#### Dataset excerpts

PR #654, opened 2020-09-15
Added Fasserts to FFreeListTrashArray<T>::add and FFreeListTrashArray<T>::getAt

MattOttawa:


Sources/FFreeListTrashArray.h
```diff
@@ -302,6 +302,7 @@ T* FFreeListTrashArray<T>::add()
 	{
 		if ((m_iNumSlots * FLTA_GROWTH_FACTOR) > FLTA_MAX_BUCKETS)
```
MattOttawa, line 303: This is the line that I think acts as a max limit. I think it should be commented out or the max should be raised. Just take out the * 2 out or switch FLTA_MAX_BUCKETS to 20000 or something. See if that fixes SO's crash and push to svn if it does. Then we fix it properly later. My civ4 isn't working and I got no time today. Any1 with GitHub copy of the mod can help.

Toffer90: FLTA_MAX_BUCKETS needs to binary be of the form 10000... only 1 at the beginning.
Raising it from 1 << 13 to 1<< 14 made the save crash while reading the save, so the bit length is hard-boiled in the save it seems. Anyhow, the save still CTD when ending turn after reducing the growth factor.

I'm not sure it's wise to reduce the growth factor without figuring out why its there to begin with.
I could load a save after changing the growth factor from 2 to 1, but I got a lot of asserts from the FFreeListTrashArray object when doing so, most of them from the getAt() function about it not finding anything and returning NULL.

MattOttawa: These FAsserts I added are probly no good.

PR #655, opened 2020-09-18
added null pointer checks after CvPlayer::initUnit calls

MattOttawa:


MattOttawa:
I can pass turn with SO save on this branch. I got a bit lazy and skipped a few spots. I skipped code to merge and split units and never checked python. Partly because I don't really like the fix. If there is going to be a max then it should be checked before the unit is made.

PR #657, opened 2020-09-19
fix(Animal): Give desert tarantula the ability to make same stories as jungle tarantula

dzfischer:
Desert tarantula was missing the ability to create bug - story and bug - stories that jungle tarantula had.


MattOttawa:
This can be reverted if DH doesn't like.

PR #659, opened 2020-09-20
modified beeline stings

MattOttawa:


Thunderbrd:
Well... it's a different way to skin the same cat it seems to me.  So I can't see any reason to object.  Are there any problems this is addressing?

Sadly, this is still something the AI needs a little work to understand how it should shift strategy (prioritize getting to lifestyle techs first until someone gets there and then once someone has it gain strong demotivation to achieve that tech if this option is on.)

MattOttawa:
> Well... it's a different way to skin the same cat it seems to me.

Ya, just that. I was gonna switch the function that part is in to long long and got a little destracted.

Sources/CvTeam.cpp
```diff
@@ -2832,22 +2830,13 @@ int CvTeam::getResearchCost(TechTypes eTech) const
...
-				{
-					iBeelineStingsTechCostModifier += GC.getEraInfo((EraTypes)iI).getBeelineStingsTechCostModifier();
-					//just need to add the tag iBeelineStingsModifier to Era Infos.
-				}
-				else if (iI >= iPlayerEra)
-				{
-					break;
-				}
-			}
+			iCost *= 100 + erasAheadOfTech * GC.getEraInfo((EraTypes)iI).getBeelineStingsTechCostModifier();
```
Toffer90, line 2838: The iI here is not the era index but the player index, which is obviously wrong.
1. You need to loop through all the eras and add each era's beeline sting modifier to the total before using it.
2. Alternatively one multiply the modifier from the players current era by the amount of eras the tech is behind.
3. Alternatively one take the era the tech is from and multiply that with the amount of eras the player is ahead of it.

e.g. if the player is in industrial and the tech is prehistoric.
1. Totaling the beeline sting modifier from each era is then: 100+90+80+70+60+50=450 (this is original design)
2. 5*50=250 
3. 5*100=500
(2 or 3 looks like the design you went for here if I ignore the iI bug where a player index of iI=29 would lead to a NULL eraInfo and error)

PR #661, opened 2020-09-24
Adjustments to lake generation and functionality

dzfischer:
More resources can be spawned on lake tiles in all mapscripts, and additional changes & control for lake generation c2c_world mapscript.
Some cleaning of naval improvement valid terrain types as well.


Toffer90 (approved):
I approve

PR #902, opened 2021-03-21
Added Afflictions feature macro

MattOttawa:


flabbert:
I would love a description of what this actually is? Is it a new game concept?

MattOttawa:
OUTBREAKS_AND_AFFLICTIONS is one of TB's combat mods. It is incomplete.
I added #ifdef OUTBREAKS_AND_AFFLICTIONS #endif around all the code so it can be turn on/off easily.
It breaks saves to turn it off, so I left it on - which means this PR does 100% nothing.

PR #922, opened 2021-04-15
Xml cleanup

raxo2222:
I cleaned up whitespaces and comments there


Toffer90:
Things like this doesn't need to be a PR, could just push it straight to master, nothing controversial or potentially risky in white space changes.

raxo2222:
Okay :)

Toffer90:
Just don't do this kind of mass edit thing on the source files, they are usually structured with some redundant white spaces on purpose for readability reasons.

raxo2222:
I know, did this only on XML files

PR #928, opened 2021-04-18
Worker/evaluation fix

flabbert:
This PR looks to improve worker evaluation, give AI a better chance at keeping up in the earlygame, and remove the farm is being replaced by seed gatherer bug

### DIFF
--- a/Sources/CvCityAI.cpp
+++ b/Sources/CvCityAI.cpp
@@ -232,6 +232,7 @@ void CvCityAI::AI_doTurn()
 		AI_stealPlots();
 	}
 
+	AI_markBestBuildValuesStale();
 	AI_updateBestBuild();
 	AI_updateWorkersNeededHere();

########

Copy the material above, keeping every line exactly as it stands.

PR #654, opened 2020-09-15
Added Fasserts to FFreeListTrashArray<T>::add and FFreeListTrashArray<T>::getAt

MattOttawa:


Sources/FFreeListTrashArray.h
```diff
@@ -302,6 +302,7 @@ T* FFreeListTrashArray<T>::add()
 	{
 		if ((m_iNumSlots * FLTA_GROWTH_FACTOR) > FLTA_MAX_BUCKETS)
```
MattOttawa, line 303: This is the line that I think acts as a max limit. I think it should be commented out or the max should be raised. Just take out the * 2 out or switch FLTA_MAX_BUCKETS to 20000 or something. See if that fixes SO's crash and push to svn if it does. Then we fix it properly later. My civ4 isn't working and I got no time today. Any1 with GitHub copy of the mod can help.

Toffer90: FLTA_MAX_BUCKETS needs to binary be of the form 10000... only 1 at the beginning.
Raising it from 1 << 13 to 1<< 14 made the save crash while reading the save, so the bit length is hard-boiled in the save it seems. Anyhow, the save still CTD when ending turn after reducing the growth factor.

I'm not sure it's wise to reduce the growth factor without figuring out why its there to begin with.
I could load a save after changing the growth factor from 2 to 1, but I got a lot of asserts from the FFreeListTrashArray object when doing so, most of them from the getAt() function about it not finding anything and returning NULL.

MattOttawa: These FAsserts I added are probly no good.

PR #655, opened 2020-09-18
added null pointer checks after CvPlayer::initUnit calls

MattOttawa:


MattOttawa:
I can pass turn with SO save on this branch. I got a bit lazy and skipped a few spots. I skipped code to merge and split units and never checked python. Partly because I don't really like the fix. If there is going to be a max then it should be checked before the unit is made.

PR #657, opened 2020-09-19
fix(Animal): Give desert tarantula the ability to make same stories as jungle tarantula

dzfischer:
Desert tarantula was missing the ability to create bug - story and bug - stories that jungle tarantula had.


MattOttawa:
This can be reverted if DH doesn't like.

PR #659, opened 2020-09-20
modified beeline stings

MattOttawa:


Thunderbrd:
Well... it's a different way to skin the same cat it seems to me.  So I can't see any reason to object.  Are there any problems this is addressing?

Sadly, this is still something the AI needs a little work to understand how it should shift strategy (prioritize getting to lifestyle techs first until someone gets there and then once someone has it gain strong demotivation to achieve that tech if this option is on.)

MattOttawa:
> Well... it's a different way to skin the same cat it seems to me.

Ya, just that. I was gonna switch the function that part is in to long long and got a little destracted.

Sources/CvTeam.cpp
```diff
@@ -2832,22 +2830,13 @@ int CvTeam::getResearchCost(TechTypes eTech) const
...
-				{
-					iBeelineStingsTechCostModifier += GC.getEraInfo((EraTypes)iI).getBeelineStingsTechCostModifier();
-					//just need to add the tag iBeelineStingsModifier to Era Infos.
-				}
-				else if (iI >= iPlayerEra)
-				{
-					break;
-				}
-			}
+			iCost *= 100 + erasAheadOfTech * GC.getEraInfo((EraTypes)iI).getBeelineStingsTechCostModifier();
```
Toffer90, line 2838: The iI here is not the era index but the player index, which is obviously wrong.
1. You need to loop through all the eras and add each era's beeline sting modifier to the total before using it.
2. Alternatively one multiply the modifier from the players current era by the amount of eras the tech is behind.
3. Alternatively one take the era the tech is from and multiply that with the amount of eras the player is ahead of it.

e.g. if the player is in industrial and the tech is prehistoric.
1. Totaling the beeline sting modifier from each era is then: 100+90+80+70+60+50=450 (this is original design)
2. 5*50=250 
3. 5*100=500
(2 or 3 looks like the design you went for here if I ignore the iI bug where a player index of iI=29 would lead to a NULL eraInfo and error)

PR #661, opened 2020-09-24
Adjustments to lake generation and functionality

dzfischer:
More resources can be spawned on lake tiles in all mapscripts, and additional changes & control for lake generation c2c_world mapscript.
Some cleaning of naval improvement valid terrain types as well.


Toffer90 (approved):
I approve

PR #902, opened 2021-03-21
Added Afflictions feature macro

MattOttawa:


flabbert:
I would love a description of what this actually is? Is it a new game concept?

MattOttawa:
OUTBREAKS_AND_AFFLICTIONS is one of TB's combat mods. It is incomplete.
I added #ifdef OUTBREAKS_AND_AFFLICTIONS #endif around all the code so it can be turn on/off easily.
It breaks saves to turn it off, so I left it on - which means this PR does 100% nothing.

PR #922, opened 2021-04-15
Xml cleanup

raxo2222:
I cleaned up whitespaces and comments there


Toffer90:
Things like this doesn't need to be a PR, could just push it straight to master, nothing controversial or potentially risky in white space changes.

raxo2222:
Okay :)

Toffer90:
Just don't do this kind of mass edit thing on the source files, they are usually structured with some redundant white spaces on purpose for readability reasons.

raxo2222:
I know, did this only on XML files

PR #928, opened 2021-04-18
Worker/evaluation fix

flabbert:
This PR looks to improve worker evaluation, give AI a better chance at keeping up in the earlygame, and remove the farm is being replaced by seed gatherer bug

### DIFF
--- a/Sources/CvCityAI.cpp
+++ b/Sources/CvCityAI.cpp
@@ -232,6 +232,7 @@ void CvCityAI::AI_doTurn()
 		AI_stealPlots();
 	}
 
+	AI_markBestBuildValuesStale();
 	AI_updateBestBuild();
 	AI_updateWorkersNeededHere();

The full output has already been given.